I have two younger sisters.  I also have a younger brother.  I have one daughter.  My son has two daughters.  It is very interesting to see sisters growing up together.  My daughter always wanted to have a sister.  She got stuck with two brothers.  I think she would like to be close to her sisters-in-law.  But they live so far apart, it is very challenging to maintain a close relationship.  Of course, the only thing that they can say that they have in common, at least to start out, is that they love the same guy-in different ways, obviously!

My sisters and I fought a lot.  I am the oldest, there are 3 years between me and my middle sister, then 2 years between her and our youngest sister.  Our brother was another 5 years younger, and has always been on the sidelines of my sisters and my life. When we were young, my middle sister tended to vacillate between me and the youngest. If she was fighting with me, she was friendly to our youngest sister.  If she was mad at the youngest, she would be friends with me.  My youngest sister and I really weren’t that close growing up.

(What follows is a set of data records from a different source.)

PR #708, opened 2024-09-10
Navigation: Add "Log in" link to local nav

ryelle:
This updates the Pattern Directory to include the "Log in" link in the local navigation across the site. The link only appears when you're logged out, once logged in, you can manage your account/login status in the admin bar. Once logged in, the "My patterns" link replaces the "Log in" link.

This site already has no admin bar when logged out.

See https://github.com/WordPress/wporg-mu-plugins/issues/647

### Screenshots

| Logged out | Logged in |
|--------|-------|
| Screen Shot 2024-09-10 at 15 44 32 | Screen Shot 2024-09-10 at 15 46 22 |

1. Be logged out
2. There should be a "log in" link
3. Clicking it and signing in should redirect you back to the page you were just on
4. The "log in" link should not appear
5. You should see the admin bar

cc @WordPress/meta-design

### DIFF
--- a/public_html/wp-content/themes/wporg-pattern-directory-2024/inc/block-config.php
+++ b/public_html/wp-content/themes/wporg-pattern-directory-2024/inc/block-config.php
@@ -358,6 +358,13 @@ function add_site_navigation_menus( $menus ) {
 			'label' => __( 'My patterns', 'wporg-patterns' ),
 			'url' => '/my-patterns/',
 		);
+	} else {
+		global $wp;
+		$redirect_url = home_url( $wp->request );
+		$menu[] = array(
+			'label' => __( 'Log in', 'wporg-patterns' ),
+			'url' => wp_login_url( $redirect_url ),
+		);
 	}
 
 	$current_status = isset( $wp_query->query['status'] ) ? $wp_query->query['status'] : false;


StevenDufresne:
I don't want to go against the momentum, but it's weird to me that the login link disappears and isn't replaced with my user account image or link to my account.

Apart from that, the code looks good. The way we have built our subnav will force duplicate code across all the themes. We may want to consider adding a filter or creating a block for this longer term.

adamwoodnz (approved):
Works for me 💯 

> The way we have built our subnav will force duplicate code across all the themes. We may want to consider adding a filter or creating a block for this longer term.

Feels like the local nav could probably add this link by default, maybe with a block attribute to disable.

jasmussen:
> I don't want to go against the momentum, but it's weird to me that the login link disappears and isn't replaced with my user account image or link to my account.

I wouldn't be opposed to future explorations that add profile management to that toolbar. We might even be able to hide the adminbar for most user roles other than editor and admin. In that vein, I think of this as the first step, which will fix an important layout shift that happens currently to every visitor to the site that isn't logged in, and never will be, which is arguably the majority. I believe @fcoveram even has some mockups for further profile management; just important to not block this important first step.

ryelle:
> Feels like the local nav could probably add this link by default, maybe with a block attribute to disable.

I thought about trying something like that, but all the themes use different menu slugs, and it's not requested for all the sites, so I couldn't auto-add it. An attribute could work, but some links need the `has-separator` class and some don't… overall it seemed easier to drop it in to each theme.

If we do come back to add in profile management (which, IMO, would need a lot of design and UX research to _replace_ the admin bar, otherwise we'll have the same "layout jump" issue as today), we can iterate on this. For example, we might want a separate block for those user controls, not part of the nav menu.

PR #711, opened 2024-10-01
Patterns API: Fix the `category_slugs` format for featured patterns

ParhamG:
This fixes a regression caused via https://github.com/WordPress/pattern-directory/pull/704 that returns `category_slugs` as an object instead of an array for patterns that has the `featured` category.

This is breaking the Patterns tab in the block editor for all WP sites.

We live in different parts of the country now that we are adults.  The youngest sister is married, has a teen-aged son, and lives on the east coast.  Our middle sister is divorced, but in a long-term relationship, has two adult children,  and lives in Chicago.  I am married, have 3 grown children, a daughter-in-law, and two grandchildren.  I live in the middle of the country. We have very different careers.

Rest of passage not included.